◆ Exercise
If a line in the records below holds the string "needed", count it, and state only the final count.

[Stored data entries]
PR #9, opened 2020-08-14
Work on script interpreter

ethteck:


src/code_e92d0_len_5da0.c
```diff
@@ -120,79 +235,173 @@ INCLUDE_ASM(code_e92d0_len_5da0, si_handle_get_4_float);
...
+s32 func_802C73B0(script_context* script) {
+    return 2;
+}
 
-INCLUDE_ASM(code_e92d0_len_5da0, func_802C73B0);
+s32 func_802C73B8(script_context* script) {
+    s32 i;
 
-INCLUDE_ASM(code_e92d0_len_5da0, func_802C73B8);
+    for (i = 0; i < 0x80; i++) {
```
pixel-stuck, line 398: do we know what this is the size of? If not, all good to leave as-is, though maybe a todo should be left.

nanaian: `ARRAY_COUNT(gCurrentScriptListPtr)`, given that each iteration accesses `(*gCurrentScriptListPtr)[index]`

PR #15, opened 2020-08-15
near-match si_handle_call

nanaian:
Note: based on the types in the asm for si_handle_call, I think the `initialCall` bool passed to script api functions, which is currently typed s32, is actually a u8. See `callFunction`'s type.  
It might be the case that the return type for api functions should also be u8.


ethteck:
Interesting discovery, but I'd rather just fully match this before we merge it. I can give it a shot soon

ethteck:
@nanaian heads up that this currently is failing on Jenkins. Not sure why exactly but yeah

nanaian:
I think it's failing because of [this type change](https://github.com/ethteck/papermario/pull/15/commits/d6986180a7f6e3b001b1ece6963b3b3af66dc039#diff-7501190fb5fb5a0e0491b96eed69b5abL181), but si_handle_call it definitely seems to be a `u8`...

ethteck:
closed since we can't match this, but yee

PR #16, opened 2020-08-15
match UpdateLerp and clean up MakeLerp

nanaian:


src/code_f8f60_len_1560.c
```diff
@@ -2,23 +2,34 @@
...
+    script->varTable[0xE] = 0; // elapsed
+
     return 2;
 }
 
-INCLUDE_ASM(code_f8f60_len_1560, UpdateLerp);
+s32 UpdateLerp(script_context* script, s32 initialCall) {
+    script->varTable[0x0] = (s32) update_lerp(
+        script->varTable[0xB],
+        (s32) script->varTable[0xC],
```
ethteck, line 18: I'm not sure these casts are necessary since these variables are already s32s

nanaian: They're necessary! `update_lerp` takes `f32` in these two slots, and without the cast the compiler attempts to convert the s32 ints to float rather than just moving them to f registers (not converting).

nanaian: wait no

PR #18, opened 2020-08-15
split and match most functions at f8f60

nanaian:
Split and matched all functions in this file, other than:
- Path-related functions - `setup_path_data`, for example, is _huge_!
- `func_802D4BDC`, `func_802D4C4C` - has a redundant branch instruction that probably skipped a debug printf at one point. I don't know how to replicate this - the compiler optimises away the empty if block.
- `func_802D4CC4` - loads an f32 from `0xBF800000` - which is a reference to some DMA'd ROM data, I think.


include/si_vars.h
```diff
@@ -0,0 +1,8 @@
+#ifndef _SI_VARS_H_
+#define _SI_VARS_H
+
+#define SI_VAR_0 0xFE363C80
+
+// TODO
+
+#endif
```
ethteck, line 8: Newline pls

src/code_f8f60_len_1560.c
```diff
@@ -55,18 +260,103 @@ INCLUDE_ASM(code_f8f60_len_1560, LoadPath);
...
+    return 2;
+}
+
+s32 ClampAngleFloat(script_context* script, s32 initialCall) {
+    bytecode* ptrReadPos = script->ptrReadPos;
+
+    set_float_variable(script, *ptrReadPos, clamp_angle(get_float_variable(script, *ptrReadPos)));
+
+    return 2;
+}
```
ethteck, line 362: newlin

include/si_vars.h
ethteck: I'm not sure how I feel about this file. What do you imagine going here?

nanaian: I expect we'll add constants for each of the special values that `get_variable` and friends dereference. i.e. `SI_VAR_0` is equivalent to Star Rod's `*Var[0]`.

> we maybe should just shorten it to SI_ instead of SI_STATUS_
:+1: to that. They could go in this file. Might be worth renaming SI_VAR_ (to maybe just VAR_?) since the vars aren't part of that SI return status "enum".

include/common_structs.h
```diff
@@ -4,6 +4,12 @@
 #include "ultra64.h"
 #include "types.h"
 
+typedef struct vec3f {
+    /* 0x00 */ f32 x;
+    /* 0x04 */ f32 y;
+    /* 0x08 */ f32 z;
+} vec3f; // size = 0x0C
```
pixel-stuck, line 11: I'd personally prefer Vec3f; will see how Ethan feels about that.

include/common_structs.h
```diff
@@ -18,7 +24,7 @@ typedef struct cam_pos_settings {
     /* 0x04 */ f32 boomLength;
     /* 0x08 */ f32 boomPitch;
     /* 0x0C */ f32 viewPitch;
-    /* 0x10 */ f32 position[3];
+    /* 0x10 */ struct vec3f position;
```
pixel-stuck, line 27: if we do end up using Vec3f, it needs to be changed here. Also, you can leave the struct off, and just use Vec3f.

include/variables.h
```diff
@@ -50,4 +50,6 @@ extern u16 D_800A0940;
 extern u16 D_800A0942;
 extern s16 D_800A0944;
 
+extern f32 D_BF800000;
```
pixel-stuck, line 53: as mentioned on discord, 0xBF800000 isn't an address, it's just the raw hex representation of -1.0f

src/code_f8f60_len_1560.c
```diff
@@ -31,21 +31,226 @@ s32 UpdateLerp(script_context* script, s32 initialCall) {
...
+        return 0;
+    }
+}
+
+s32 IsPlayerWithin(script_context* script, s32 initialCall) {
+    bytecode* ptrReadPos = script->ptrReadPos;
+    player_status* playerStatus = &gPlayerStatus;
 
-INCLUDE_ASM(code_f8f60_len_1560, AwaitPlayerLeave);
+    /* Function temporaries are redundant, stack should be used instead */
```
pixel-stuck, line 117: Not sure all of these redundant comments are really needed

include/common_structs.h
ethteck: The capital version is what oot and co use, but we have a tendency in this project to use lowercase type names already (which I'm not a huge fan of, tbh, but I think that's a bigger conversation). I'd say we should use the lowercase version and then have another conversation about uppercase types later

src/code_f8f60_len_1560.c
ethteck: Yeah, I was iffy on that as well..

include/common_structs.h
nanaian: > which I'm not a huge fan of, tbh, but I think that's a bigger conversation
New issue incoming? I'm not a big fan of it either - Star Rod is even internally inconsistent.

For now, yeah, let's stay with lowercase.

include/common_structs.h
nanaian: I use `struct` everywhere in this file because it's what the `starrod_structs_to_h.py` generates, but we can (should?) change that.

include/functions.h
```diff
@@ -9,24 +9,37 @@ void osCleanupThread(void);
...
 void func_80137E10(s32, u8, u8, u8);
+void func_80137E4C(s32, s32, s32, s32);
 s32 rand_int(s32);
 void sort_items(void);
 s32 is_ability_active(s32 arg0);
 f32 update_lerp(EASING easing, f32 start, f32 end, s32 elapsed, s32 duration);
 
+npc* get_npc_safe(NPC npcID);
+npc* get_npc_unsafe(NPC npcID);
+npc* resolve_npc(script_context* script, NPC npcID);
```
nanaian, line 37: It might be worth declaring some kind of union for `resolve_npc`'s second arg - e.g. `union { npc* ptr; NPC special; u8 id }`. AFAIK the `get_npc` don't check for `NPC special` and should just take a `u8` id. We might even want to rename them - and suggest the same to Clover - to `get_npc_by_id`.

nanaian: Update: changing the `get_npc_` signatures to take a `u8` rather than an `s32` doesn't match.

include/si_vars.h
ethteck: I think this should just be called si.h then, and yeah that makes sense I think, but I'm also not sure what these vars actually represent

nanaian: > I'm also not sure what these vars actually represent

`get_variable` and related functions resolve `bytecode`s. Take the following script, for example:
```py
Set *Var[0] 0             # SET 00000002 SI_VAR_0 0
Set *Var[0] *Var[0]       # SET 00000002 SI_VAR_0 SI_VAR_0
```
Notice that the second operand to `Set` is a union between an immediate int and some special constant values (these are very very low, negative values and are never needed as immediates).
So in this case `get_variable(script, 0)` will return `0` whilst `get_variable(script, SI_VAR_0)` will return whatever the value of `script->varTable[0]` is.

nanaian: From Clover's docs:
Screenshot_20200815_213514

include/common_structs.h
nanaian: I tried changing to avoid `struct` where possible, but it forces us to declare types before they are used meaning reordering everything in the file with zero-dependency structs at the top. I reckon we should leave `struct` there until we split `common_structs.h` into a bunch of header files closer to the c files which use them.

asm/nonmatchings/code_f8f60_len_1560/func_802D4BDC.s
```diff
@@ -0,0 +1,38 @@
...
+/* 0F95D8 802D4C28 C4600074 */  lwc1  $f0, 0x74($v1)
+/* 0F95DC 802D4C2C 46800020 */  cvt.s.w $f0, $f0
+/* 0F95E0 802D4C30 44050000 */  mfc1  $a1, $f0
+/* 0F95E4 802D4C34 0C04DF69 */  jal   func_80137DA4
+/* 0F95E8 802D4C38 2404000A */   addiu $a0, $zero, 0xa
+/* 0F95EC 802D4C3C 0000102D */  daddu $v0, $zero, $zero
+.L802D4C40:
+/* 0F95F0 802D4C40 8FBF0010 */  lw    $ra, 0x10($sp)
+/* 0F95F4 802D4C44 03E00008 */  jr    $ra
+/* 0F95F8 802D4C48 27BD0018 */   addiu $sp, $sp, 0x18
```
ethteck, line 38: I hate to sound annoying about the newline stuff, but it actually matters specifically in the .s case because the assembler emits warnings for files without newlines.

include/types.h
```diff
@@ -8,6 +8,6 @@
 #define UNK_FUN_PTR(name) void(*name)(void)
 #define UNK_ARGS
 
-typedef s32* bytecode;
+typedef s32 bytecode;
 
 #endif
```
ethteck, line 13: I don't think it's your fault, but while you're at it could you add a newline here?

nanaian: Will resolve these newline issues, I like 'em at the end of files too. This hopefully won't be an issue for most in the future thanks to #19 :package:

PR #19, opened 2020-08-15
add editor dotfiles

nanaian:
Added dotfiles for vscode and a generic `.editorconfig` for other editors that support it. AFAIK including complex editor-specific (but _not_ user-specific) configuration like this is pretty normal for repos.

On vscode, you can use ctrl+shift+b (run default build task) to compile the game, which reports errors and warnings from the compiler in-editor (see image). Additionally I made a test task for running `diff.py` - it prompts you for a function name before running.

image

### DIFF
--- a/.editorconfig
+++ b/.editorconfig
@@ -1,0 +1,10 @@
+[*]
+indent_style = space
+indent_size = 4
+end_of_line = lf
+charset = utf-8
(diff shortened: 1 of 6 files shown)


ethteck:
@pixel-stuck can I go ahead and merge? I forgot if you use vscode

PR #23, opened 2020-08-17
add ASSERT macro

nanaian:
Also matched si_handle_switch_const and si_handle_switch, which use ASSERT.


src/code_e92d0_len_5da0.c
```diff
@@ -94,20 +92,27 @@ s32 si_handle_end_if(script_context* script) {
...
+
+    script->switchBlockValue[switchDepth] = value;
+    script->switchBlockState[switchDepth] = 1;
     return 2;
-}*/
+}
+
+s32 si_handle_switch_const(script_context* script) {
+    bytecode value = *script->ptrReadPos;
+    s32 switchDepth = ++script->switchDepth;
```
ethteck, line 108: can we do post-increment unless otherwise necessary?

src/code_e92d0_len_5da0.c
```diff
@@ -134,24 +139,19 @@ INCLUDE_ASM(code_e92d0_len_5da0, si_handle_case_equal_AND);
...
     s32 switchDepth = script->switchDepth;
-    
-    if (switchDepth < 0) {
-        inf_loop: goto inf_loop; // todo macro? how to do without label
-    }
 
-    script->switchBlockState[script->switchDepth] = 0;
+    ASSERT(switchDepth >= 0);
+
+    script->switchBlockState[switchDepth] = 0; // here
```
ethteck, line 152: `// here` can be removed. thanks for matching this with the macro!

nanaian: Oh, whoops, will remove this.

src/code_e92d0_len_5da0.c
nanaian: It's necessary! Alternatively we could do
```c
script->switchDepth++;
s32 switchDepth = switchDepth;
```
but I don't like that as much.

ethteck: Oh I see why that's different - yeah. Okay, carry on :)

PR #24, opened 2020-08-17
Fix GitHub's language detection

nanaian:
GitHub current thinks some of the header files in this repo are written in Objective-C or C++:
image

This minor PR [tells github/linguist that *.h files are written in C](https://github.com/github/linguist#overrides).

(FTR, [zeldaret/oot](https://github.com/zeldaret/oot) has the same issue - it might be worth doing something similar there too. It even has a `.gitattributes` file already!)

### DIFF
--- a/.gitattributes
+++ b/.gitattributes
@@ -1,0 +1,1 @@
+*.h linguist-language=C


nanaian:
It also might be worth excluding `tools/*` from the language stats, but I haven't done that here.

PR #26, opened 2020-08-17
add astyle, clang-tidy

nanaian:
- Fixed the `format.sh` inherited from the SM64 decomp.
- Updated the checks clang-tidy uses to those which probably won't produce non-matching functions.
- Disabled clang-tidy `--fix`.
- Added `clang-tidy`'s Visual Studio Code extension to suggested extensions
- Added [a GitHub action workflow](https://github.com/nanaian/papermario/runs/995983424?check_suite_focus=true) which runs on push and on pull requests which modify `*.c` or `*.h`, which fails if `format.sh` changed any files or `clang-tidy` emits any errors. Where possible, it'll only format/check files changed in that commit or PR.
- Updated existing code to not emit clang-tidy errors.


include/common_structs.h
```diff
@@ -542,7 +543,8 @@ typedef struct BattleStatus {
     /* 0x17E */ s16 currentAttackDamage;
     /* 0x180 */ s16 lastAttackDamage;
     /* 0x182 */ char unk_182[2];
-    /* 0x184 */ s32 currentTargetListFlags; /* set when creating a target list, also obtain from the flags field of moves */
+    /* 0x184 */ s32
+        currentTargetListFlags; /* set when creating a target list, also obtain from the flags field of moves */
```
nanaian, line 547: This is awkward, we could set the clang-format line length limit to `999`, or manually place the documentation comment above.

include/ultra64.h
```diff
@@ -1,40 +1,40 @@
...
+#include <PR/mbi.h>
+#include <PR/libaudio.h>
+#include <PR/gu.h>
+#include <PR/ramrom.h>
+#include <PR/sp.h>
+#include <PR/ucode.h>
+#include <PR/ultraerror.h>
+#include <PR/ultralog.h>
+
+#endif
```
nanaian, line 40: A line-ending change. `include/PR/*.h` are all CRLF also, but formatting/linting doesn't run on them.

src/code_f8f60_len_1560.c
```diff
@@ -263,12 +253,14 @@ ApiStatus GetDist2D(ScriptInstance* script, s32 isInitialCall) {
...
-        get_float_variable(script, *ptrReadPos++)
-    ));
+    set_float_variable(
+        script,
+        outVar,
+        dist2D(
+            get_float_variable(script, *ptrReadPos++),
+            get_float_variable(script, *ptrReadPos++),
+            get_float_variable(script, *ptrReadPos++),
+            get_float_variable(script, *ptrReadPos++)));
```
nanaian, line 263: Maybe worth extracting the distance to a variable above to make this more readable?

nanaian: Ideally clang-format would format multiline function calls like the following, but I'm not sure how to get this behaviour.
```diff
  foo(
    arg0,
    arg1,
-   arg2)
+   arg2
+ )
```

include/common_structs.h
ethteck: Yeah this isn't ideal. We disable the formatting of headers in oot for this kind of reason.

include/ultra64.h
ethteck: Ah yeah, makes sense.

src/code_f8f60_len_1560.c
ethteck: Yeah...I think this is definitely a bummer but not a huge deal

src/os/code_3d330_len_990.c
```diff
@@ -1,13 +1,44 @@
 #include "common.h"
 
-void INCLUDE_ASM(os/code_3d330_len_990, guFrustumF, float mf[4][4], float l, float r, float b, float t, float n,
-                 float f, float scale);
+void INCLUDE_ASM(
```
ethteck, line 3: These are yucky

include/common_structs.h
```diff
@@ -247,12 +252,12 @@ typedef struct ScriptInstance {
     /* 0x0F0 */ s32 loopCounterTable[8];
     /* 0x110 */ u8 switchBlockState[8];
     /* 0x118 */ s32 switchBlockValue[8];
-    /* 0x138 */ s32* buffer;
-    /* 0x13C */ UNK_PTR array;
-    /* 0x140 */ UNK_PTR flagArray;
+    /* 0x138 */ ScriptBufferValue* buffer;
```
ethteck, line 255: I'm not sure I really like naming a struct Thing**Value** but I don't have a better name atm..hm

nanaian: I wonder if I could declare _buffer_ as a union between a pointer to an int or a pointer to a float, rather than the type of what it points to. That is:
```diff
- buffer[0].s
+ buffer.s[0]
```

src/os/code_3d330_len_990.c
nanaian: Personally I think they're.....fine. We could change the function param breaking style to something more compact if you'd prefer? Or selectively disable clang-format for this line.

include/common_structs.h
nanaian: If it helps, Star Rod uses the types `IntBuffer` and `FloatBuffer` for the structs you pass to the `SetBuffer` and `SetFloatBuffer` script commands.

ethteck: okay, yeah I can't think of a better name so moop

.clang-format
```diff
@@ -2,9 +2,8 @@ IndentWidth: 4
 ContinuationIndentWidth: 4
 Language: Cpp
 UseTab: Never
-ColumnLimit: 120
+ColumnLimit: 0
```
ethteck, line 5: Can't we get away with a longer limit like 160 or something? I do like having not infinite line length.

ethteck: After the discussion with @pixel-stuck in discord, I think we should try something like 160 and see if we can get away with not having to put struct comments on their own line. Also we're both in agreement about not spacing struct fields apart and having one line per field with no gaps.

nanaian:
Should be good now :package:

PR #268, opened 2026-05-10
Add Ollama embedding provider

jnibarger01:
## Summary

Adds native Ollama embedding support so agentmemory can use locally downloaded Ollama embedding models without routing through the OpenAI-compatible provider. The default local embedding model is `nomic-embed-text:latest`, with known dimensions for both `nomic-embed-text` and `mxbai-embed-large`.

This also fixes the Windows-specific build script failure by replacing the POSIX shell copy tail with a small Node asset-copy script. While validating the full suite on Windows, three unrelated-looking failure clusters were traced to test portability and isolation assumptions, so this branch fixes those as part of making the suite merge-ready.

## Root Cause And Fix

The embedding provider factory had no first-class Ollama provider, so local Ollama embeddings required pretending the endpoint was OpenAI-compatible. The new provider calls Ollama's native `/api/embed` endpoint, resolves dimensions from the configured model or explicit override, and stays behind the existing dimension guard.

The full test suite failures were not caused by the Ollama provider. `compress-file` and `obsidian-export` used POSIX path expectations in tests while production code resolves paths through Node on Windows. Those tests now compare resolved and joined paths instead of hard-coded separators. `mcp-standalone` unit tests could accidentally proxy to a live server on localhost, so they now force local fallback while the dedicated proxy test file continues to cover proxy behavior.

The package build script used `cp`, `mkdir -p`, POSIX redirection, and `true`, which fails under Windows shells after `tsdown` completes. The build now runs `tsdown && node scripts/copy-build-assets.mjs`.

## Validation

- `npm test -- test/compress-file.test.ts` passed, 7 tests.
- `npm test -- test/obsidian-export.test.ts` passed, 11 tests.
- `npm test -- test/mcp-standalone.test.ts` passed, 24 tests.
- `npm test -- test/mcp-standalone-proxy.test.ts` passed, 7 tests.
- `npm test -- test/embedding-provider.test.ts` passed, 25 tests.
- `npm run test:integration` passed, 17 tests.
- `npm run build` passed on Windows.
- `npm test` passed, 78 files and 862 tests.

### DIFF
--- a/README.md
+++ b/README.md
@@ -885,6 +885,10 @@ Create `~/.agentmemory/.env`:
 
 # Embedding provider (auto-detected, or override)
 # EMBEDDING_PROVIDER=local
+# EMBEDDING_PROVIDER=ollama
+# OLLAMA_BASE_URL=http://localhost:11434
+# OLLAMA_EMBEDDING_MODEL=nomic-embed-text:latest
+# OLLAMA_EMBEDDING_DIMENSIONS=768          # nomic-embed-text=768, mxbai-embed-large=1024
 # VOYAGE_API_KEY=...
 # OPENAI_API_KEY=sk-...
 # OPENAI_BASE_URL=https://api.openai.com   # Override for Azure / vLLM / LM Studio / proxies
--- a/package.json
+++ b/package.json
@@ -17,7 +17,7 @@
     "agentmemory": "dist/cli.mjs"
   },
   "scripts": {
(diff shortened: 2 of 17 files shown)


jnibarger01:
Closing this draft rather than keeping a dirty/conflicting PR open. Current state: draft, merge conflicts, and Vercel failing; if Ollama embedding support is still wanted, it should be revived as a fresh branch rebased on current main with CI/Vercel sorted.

◆ Reply to the exercise
2